(Stored items)

BEGIN

PR #214, opened 2020-12-04
Add search timeout support

aprudhomme:
Make search timeout functional. Clients may specify a timeout in seconds in the search request, which applies to the collection phase.

Currently check for timeout before processing each segment. This has lower overhead, but will allow request to go a bit longer if they timed out in the middle of a particularly large segment. If this does not end up being sufficient, we could try to add finer grain detection or implement something like terminate_after for better bounding.

Requests also have the option of specifying if partial results are ok. If not, the request will throw an exception.

Other changes:
- DocCollector is now an abstract class instead of an interface, to better share some common implementation
- ServerTestCase implementations can now inject additional configuration to be appended to the config file


src/test/java/com/yelp/nrtsearch/server/grpc/TimeoutTest.java
```diff
@@ -0,0 +1,399 @@
...
+                assertTrue(hasTimeout[0]);
+                return topDocs;
+              } catch (IOException e) {
+                throw new RuntimeException(e);
+              }
+            });
+    assertEquals(20, hits.totalHits.value);
+  }
+
+  @Test(expected = CollectionTimeoutException.class)
```
sarthakn7, line 264: Will this exception be thrown even though `disallowPartialResults` is not set in the request ? Same for the next test too

umeshdangat (approved):
looks good to me !

src/test/java/com/yelp/nrtsearch/server/grpc/TimeoutTest.java
aprudhomme: The test is using its own version of the timeout wrapper, so it doesn't need to configure the one added by the request processor.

END

Could you give the data above again, exact in every line?

**THE COMPLETED TASK**.
PR #214, opened 2020-12-04
Add search timeout support

aprudhomme:
Make search timeout functional. Clients may specify a timeout in seconds in the search request, which applies to the collection phase.

Currently check for timeout before processing each segment. This has lower overhead, but will allow request to go a bit longer if they timed out in the middle of a particularly large segment. If this does not end up being sufficient, we could try to add finer grain detection or implement something like terminate_after for better bounding.

Requests also have the option of specifying if partial results are ok. If not, the request will throw an exception.

Other changes:
- DocCollector is now an abstract class instead of an interface, to better share some common implementation
- ServerTestCase implementations can now inject additional configuration to be appended to the config file


src/test/java/com/yelp/nrtsearch/server/grpc/TimeoutTest.java
```diff
@@ -0,0 +1,399 @@
...
+                assertTrue(hasTimeout[0]);
+                return topDocs;
+              } catch (IOException e) {
+                throw new RuntimeException(e);
+              }
+            });
+    assertEquals(20, hits.totalHits.value);
+  }
+
+  @Test(expected = CollectionTimeoutException.class)
```
sarthakn7, line 264: Will this exception be thrown even though `disallowPartialResults` is not set in the request ? Same for the next test too

umeshdangat (approved):
looks good to me !

src/test/java/com/yelp/nrtsearch/server/grpc/TimeoutTest.java
aprudhomme: The test is using its own version of the timeout wrapper, so it doesn't need to configure the one added by the request processor.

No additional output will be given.